**Collected data:**
= Beginning of Section =

PR #12038, opened 2025-03-31
Desktop: Fixes #9291: A note scrolls to top if reached by following a link to a section

Schmeilen:
# Summary
This pull request should fix issue #9291 by changing the index.html file in note-viewer. In the code, there was another issue referenced, issue #7617, however, I've ran the test case indicated in the bug report and wasn't able to reproduce it, the behaviour of the application was the same before and after the changes. I've uploaded a video showing the fix so it's easier to detect any unwanted modifications to the application: https://youtu.be/ndEz3OySuTs.
# Testing plan
1. Open the markdown editor with text view next to it
2. Create two notes
3. Write some text to fill more than the length of the monitor
4. Below that text, write a header (or sub-header)
5. Include a reference to the target header in the other note
6. On the note that doesn't include the header, click on the link to it
7. Verify that the markdown editor now scrolls to the correct section and is synchronized with the text view instead of staying at the top of the note, disconnected from it

PR #11967, opened 2025-03-14
Desktop: Accessibility: Add a menu item that moves focus to the note viewer

personalizedrefrigerator:
# Summary

This pull request implements a feature request [from the Joplin forum](https://discourse.joplinapp.org/t/desktop-accessibility-add-a-shortcut-for-jumping-into-note-content/44129/11?u=personalizedrefriger). 

This pull request adds a "Note viewer" item to the "Focus" menu:
- As discussed on the forum, focus moves to roughly the location of the cursor in the editor. For example, if the cursor is on a line containing `- [ ] Checkbox` in the editor, focus would move to the rendered line containing the checkbox in the viewer.
- The "Note viewer" menu item is disabled when the Rich Text Editor is open.
- There is no default shortcut assigned to the "Note viewer" focus command. However, one can be assigned in settings > keyboard shortcuts. (Suggestions on a default keyboard shortcut would be welcome!)

# Related WCAG guidelines

[WCAG 2.2 SC 2.1.1: Keyboard](https://www.w3.org/TR/WCAG22/#keyboard) states:
> All [functionality](https://www.w3.org/TR/WCAG22/#dfn-functionality) of the content is operable through a [keyboard interface](https://www.w3.org/TR/WCAG22/#dfn-keyboard-interface) without requiring specific timings for individual keystrokes, except where the underlying function requires input that depends on the path of the user's movement and not just the endpoints.

Using a mouse, it's simple to move focus from a line in the note editor to the same line in viewer, since Joplin syncs scroll positions between the viewer and editor. Users might use this when, for example, checking/unchecking items in a checklist. This pull request provides similar functionality for keyboard-only users.

# Testing plan

1. Start Joplin.
2. Assign a keyboard shortcut for "Focus: Note viewer".
3. Restart Joplin.
4. Open the note editor and show the note viewer.
5. Create a checklist with 5 items.
6. Move the cursor to the 4th item.
7. Press the keyboard shortcut assigned in step 2.
8. Verify that focus moves to the viewer.
9. Press <kbd>tab</kbd>.
10. Verify that the checkbox in the 4th item has focus.
11. Enable the Orca screen reader and restart Joplin.
12. Move focus to the 4th item in the checklist in the note editor.
13. Press the <kbd>up</kbd> arrow key (verify that this moves to the 3rd item in the editor).
14. Press the <kbd>down</kbd> arrow key (verify that this moves back to the 4th item in the editor).
15. Press the keyboard shortcut assigned in step 2.
[...]

PR #12118, opened 2025-04-16
Desktop: Fixes #12105: Link to header: Move the Markdown editor cursor to the location of the link target

### LINKED ISSUE #12105: Scroll jumps while typing in the Markdown editor
### Operating system

Linux

### Joplin version

3.3.4

### Desktop version info

Joplin 3.3.4 (dev, linux)

Device: linux, x64
Client ID: abefb33666254d30a7b54ad4b6997643
Sync Version: 3
Profile Version: 47
Keychain Supported: Yes
Alternative instance ID: -

Revision: ba9558001 (pr/desktop/rte-strict-csp)

Freehand Drawing: 3.0.0

### Current behaviour

To reproduce: 
1. Type in the Markdown editor
2. Pause

At present, this causes the Markdown editor's scroll position to jump.

The below screen recording demonstrates typing in the note editor causing scroll to change:

https://github.com/user-attachments/assets/a78f57ce-fdf3-4739-af3b-c88ae11bab8d

### Expected behaviour

The Markdown editor's scroll position should not change while editing.

### Logs

_No response_

personalizedrefrigerator:
# Summary

This pull request resolves #12105 by:
- Managing "jump to header" partially in the Markdown editor.
- Reverting https://github.com/laurent22/joplin/pull/12038.

## Jumping to a header

The "jump to header" action is implemented using a new `jumpToHeader` CodeMirror command. It:
- Instructs CodeMirror to generate a syntax tree for the full document (with `ensureSyntaxTree`).
- Iterates through CodeMirror's syntax tree,
    - Processes headers with `@joplin/fork-uslug` and compares the result to the provided hash. If a match, moves the cursor to the header.
    - Checks HTML nodes for `id="..."` and `name="..."` attributes. If the `id` or `name` attribute matches the provided hash, the cursor is moved to the header.
        - This adds support for HTML notes.

Moving the cursor directly to the linked header should also have accessibility benefits, based on similar reasoning to the justification for https://github.com/laurent22/joplin/pull/11967. 

Additionally, it should be possible to extend this to the mobile Markdown editor to set the initial editor scroll when a note was opened from a note link with hash (e.g. `:/01234567012345670123456701234567#some-hash`). 

## Changes to fork-uslug

To avoid increasing the mobile CodeMirror bundle size (by 0.3 MB), this pull request applies [the Extra Markdown Editor Settings plugin](https://github.com/personalizedrefrigerator/joplin-plugin-extra-editor-settings)'s changes to `fork-uslug`:
- Converts `fork-uslug` to TypeScript.
- Removes the `unorm` dependency (Unicode [normalization is now built in to JavaScript](https://developer.mozilla.org/en-US/docs/Web/JavaScript/Reference/Global_Objects/String/normalize#browser_compatibility)).
- Removes the lists of Unicode categories (also now [built in to JavaScript](https://developer.mozilla.org/en-US/docs/Web/JavaScript/Reference/Regular_expressions/Unicode_character_class_escape#browser_compatibility)).

These changes were originally made in the [Extra Markdown Editor Settings](https://github.com/personalizedrefrigerator/joplin-plugin-extra-editor-settings) plugin to reduce the size of the plugin's `.jpl` file.

As a result, based on running `ls -lh ./components/NoteEditor/CodeMirror/CodeMirror.bundle.js` from `packages/app-mobile`:
- **Without updating fork-uslug**: The codeMirrorBundle's size increases from 2.1 MB to 2.4 MB.
- **With updating fork-uslug**: The codeMirrorBundle's size is listed as 2.1 MB before and after.

## Limitations

This pull request works by detecting anchors from the **Markdown editor**. Although this simplifies moving the cursor to the header, it also means that any anchors inserted by plugins in the Markdown viewer (anchors that aren't present in the original Markdown source) won't receive focus in the editor.

## Possible alternative

**An alternative** to this pull request with similar behavior might be to:
1. Find the target hash in the note viewer.
   - **Note**: This won't work when the note viewer isn't shown.
2. Find the editor line number corresponding to the hash in the note viewer.
   - Perhaps using the existing scrollmap attributes.
3. Send this information to the editor.
4. Move the editor cursor to that line.

The alternative listed above has the following drawbacks:
- **Doesn't work if the viewer is hidden**: Without additional changes, this won't work when the note viewer is hidden. At present, rendering is disabled if the note viewer has been hidden by the user.
- **More difficult to apply to mobile in the future**: The alternative is likely more difficult to extend to mobile in the future, since this relies on the note viewer being loaded.

# Testing

This pull request includes automated tests for the new `jumpToHash` command.

Additionally, it has been tested manually on desktop by:
1. Creating two notes:
	 - An HTML note with the following content:
		```html
		<p>This is a test HTML note.</p>
		<p><a id="test-anchor">This is an anchor</a>.</p>
		<p><a id="test-anchor">This is another anchor with the same ID.</a></p>
		<p><a id="">This is an anchor with an empty ID</a>.</p>
		<p>A paragraph without anchors.</p>
		<p><a id="another">Another anchor</a>.</p>
		```
	- A Markdown note with the following content:
	  ```markdown
	  # Heading 1
	  ## Heading 2

	  Some text.

	  ### Heading 3
	  ```
3. Creating a third note with links to the anchors and headings. For me, the note has the following content:
	```markdown
	From the HTML note:
	[test: Heading "Another"](:/4c09c7790adc458bb42d7f7533bc5f8b#another)
	[test: Heading "Test Anchor"](:/4c09c7790adc458bb42d7f7533bc5f8b#test-anchor)
	
	From the Markdown note:
	[Note 1: "Heading 1"](:/6573b0476df149cbbe598c256ac5178a#heading-1)
	[Note 1: "Heading 2"](:/6573b0476df149cbbe598c256ac5178a#heading-2)
	[Note 1: "Heading 3"](:/6573b0476df149cbbe598c256ac5178a#heading-3)
	```
6. Click on the first link.
7. Press <kbd>ctrl</kbd>-<kbd>shift</kbd>-<kbd>b</kbd> to focus the note body.
8. Verify that the editor cursor is on the same line as the anchor/heading associated with the link.
9. Go back to the previous note.
10. Repeat steps 3-6 for the other links.
11. In the notes created in step 1, add a large number of blank lines before each header/anchor (to create scroll).
12. Repeat steps 3-6, verifying that the headers/anchors scroll into view.


laurent22:
There's already an `editor.scrollToText` command that supports jumping to a header. Isn't it the same as what this PR is doing?

personalizedrefrigerator:
> There's already an editor.scrollToText command that supports jumping to a header. Isn't it the same as what this PR is doing?

`scrollToText` and `jumpToHash` are similar (they both support jumping to headers). However, the format of the input data is different and `jumpToHash` searches both for headers and `<sometag id="hash-here">` anchors.

**Difference**:
- [`editor.scrollToText`](https://github.com/laurent22/joplin/blob/2014fbf480fc57f5b87f2c900baf486631332cc1/packages/app-desktop/gui/NoteEditor/NoteBody/CodeMirror/v6/useEditorCommands.ts#L143) accepts the content of a header.
- `editor.jumpToHash` accepts the slugified hash of header.
    - This can be obtained from a note link.

For example, calling `editor.scrollToText` with `this-is-a-header` (from the link `:/some-note-id#this-is-a-header`) in the following document wouldn't work:
```markdown
...some content...

### This is a header

...more content...
```

However, it would work with the `jumpToHash` command.

Additionally, `jumpToHash` also handles HTML elements with `id="..."`, meaning that it supports HTML notes and HTML anchors embedded in Markdown.

laurent22:
Ok indeed that makes sense. I wonder if we should remove the extra options from `editor.scrollToText` to avoid any confusion then? I think only YesYouKan uses these extra options now and I could switch to `jumpToHash` instead

executed:
I've just tested this out.
And it works _almost_ AMAZING!!!
You won't believe how long I waited for this PR. And many folks out there in forum too!

I spent weeks adjusting my local Joplin version code with some barely-working dirty fixes and now I can finally roll them back.
Very grateful for the work you guys doing!

laurent22:
@personalizedrefrigerator, when I try to use this API it seems it scrolls to the header, but the header is at the bottom of the editor - is that expected? It means that most of the time the editor shows the header but the viewer doesn't.

If I'm not mistaken, previously the header would end up at the top of the screen when jumping to it, which would align both editor and viewer, and that would also be more logical since we can expect the user wants to see what's below the header, not above.

executed:
@laurent22 I'm noticing exactly same right now, but only in some weird **long** notes.
Could you please try creating a duplicate note out of that one you're referencing in your cross-note link?
And then try navigating to same header but with new note ID?
Very weird, but when I re-create a note and use it in cross-note link - cursor and scroll % in both viewer and editor become at the top of the page just like you're mentioning it should work.

Demo: https://ibb.co/36m6tgg

But for short notes cursor ends up NOT at the top of the screen no matter what - note is just scrolled to very beginning and cursor lands correctly - not sure if it's okay, but for short notes my opinion it's fine.
Especially if there's a plan (?) to highlight active editor line in viewer - cursor in middle of short note after cross-link navigation using hash will be totally fine.

laurent22:
I could observe this on both long, complicated notes and on relatively simple ones (3 headers, 3 paragraphs, for testing)

executed:
As I've mentioned in new PR already - found rarely reproducible scroll issue.

But I also would like to mention related issue - intra-note links containing hash still don't work.
I mean such links being called from both editor and viewer:
- `[Some header in Note A](#some-header)`
- `[Other header in Note A](#813780fbdc7c4db8a2e5b7dc431f2694#other-header)`

I think totally same behaviour should be applicable to them - header should appear on top of note (always) and cursor should be placed after header (if moved from editor).
I have a dirty fix for this and I could present to you folks in some kind of Draft PR if you would be interested. I've read somewhere you're not very happy about Draft PRs though. But it could at least give an idea about the problem.

PR #12121, opened 2025-04-17
Desktop: Fixes #12049: Fixes MD extensionless imports/tagging

### LINKED ISSUE #12049: Files without extension are not imported properly
### Operating system

Linux

### Joplin version

3.3.3

### Desktop version info

Joplin 3.3.3 (prod, linux)

Client ID: a04f8be4f3a34a92ac07a571a7113f8d
Sync Version: 3
Profile Version: 47
Keychain Supported: No
Alternative instance ID: -

Revision: 23254e6

Backup: 1.4.2
collector: 1.0.0
Favorites: 1.3.2
Markdown Table: Colorize: 1.2.0
Note list (Preview): 1.1.0
Note overview: 1.7.1
Note Tabs: 1.4.0
Random Note Reloaded: 1.0.4
Rich Markdown: 0.15.1
Whitespacer: 1.0.2

### Current behaviour

Import a single Markdown file with three linked relative text files. Content:

```markdown
1. File without extension and leading `./`: [file1](./file1). Get's imported, but filename is converted to extension, like `<internal_id>.file1`
2. File without extension: [file2](file2). Not imported at all.
3. File with extension: [file3](file3.text). Gets imported properly.
```

[testcase.zip](https://github.com/user-attachments/files/19592512/testcase.zip)

### Expected behaviour

All three files should be imported and the extension shouldn't be changed.

### Logs

_No response_

tue-AqielOostenbrug:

= End of Section =

**Exercise prompt:**
Retype only this portion of the data above: the line containing "2. Assign a", the line containing "9. Press <kbd>tab</kbd>.", and all lines between them, exactly.

**Reply:**
2. Assign a keyboard shortcut for "Focus: Note viewer".
3. Restart Joplin.
4. Open the note editor and show the note viewer.
5. Create a checklist with 5 items.
6. Move the cursor to the 4th item.
7. Press the keyboard shortcut assigned in step 2.
8. Verify that focus moves to the viewer.
9. Press <kbd>tab</kbd>.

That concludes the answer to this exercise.